Every line with "tests" in it must be copied from the data.

BEGIN SUPPLIED RECORDS

PR #1569, opened 2021-01-12
Examples for Dragino lgt92 device

ofauchon:
- Fix bad openocd-target definition in lgt92.json
- Example applications for Dragino LGT92 device


ofauchon:
These examples are  very specific to lgt92 boards.
Not sure they should be added to tinygo project. 

https://github.com/tinygo-org/tinygo-zoo  may be a better place for them. 

I'm closing this PR and I'll try to re-submit them in the zoo repository

PR #1571, opened 2021-01-13
Add tests to the compiler package

aykevl:
This is my next attempt to make the compiler more modular (also see #1008). This time I managed to add tests to the compiler without too many complications.

Testing is still quite limited as it isn't yet possible to test anything that refers to runtime types or functions, which are the most interesting tests. ~I did this in #1008~ but left it out in this PR to keep things simple and focused. I intend to introduce runtime types in a later PR and with that change, add more compiler tests.

The first commit of this PR is a small change that renames the main package in the IR. This could have real world impact but I think it is an improvement as output binaries now better match the symbol name conventions of the Go toolchain.

Updates #285.

### DIFF
--- a/.circleci/config.yml
+++ b/.circleci/config.yml
@@ -114,7 +114,7 @@ commands:
           key: wasi-libc-sysroot-systemclang-v2
           paths:
             - lib/wasi-libc/sysroot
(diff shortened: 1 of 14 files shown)


niaow (approved):

deadprogram:
Thanks @aykevl for the changes and to @niaow for reviewing. Now merging.

PR #1572, opened 2021-01-13
New tinygo -x option to print commands 

ofauchon:
New -x tinygo flag to print external commands (ex: flasher, emulator, debugger commands)

### DIFF
--- a/main.go
+++ b/main.go
@@ -33,7 +33,6 @@ var (
 	// This variable is set at build time using -ldflags parameters.
 	// See: https://stackoverflow.com/a/11355611
 	gitSha1 string
-	options *compileopts.Options
 )
 
 // commandError is an error type to wrap os/exec.Command errors. This provides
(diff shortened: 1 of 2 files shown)


main.go
```diff
@@ -33,6 +33,7 @@ var (
 	// This variable is set at build time using -ldflags parameters.
 	// See: https://stackoverflow.com/a/11355611
 	gitSha1 string
+	options *compileopts.Options
```
aykevl: Globals are a bad idea. Can you pass this options object manually to all `executeCommand` calls? You can usually use `config.Options` for that.

ofauchon: You are right, globals should be avoided....
But I thought it was tolerated when data is  initialized once and reused multiple times (which is the case of config object ?)

However, I'll follow your advice and remove this global .

deadprogram:
Thanks for the contribution and the changes @ofauchon now squash/merging.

END SUPPLIED RECORDS

RESPONSE FOR THIS EXERCISE:
Add tests to the compiler package
This is my next attempt to make the compiler more modular (also see #1008). This time I managed to add tests to the compiler without too many complications.
Testing is still quite limited as it isn't yet possible to test anything that refers to runtime types or functions, which are the most interesting tests. ~I did this in #1008~ but left it out in this PR to keep things simple and focused. I intend to introduce runtime types in a later PR and with that change, add more compiler tests.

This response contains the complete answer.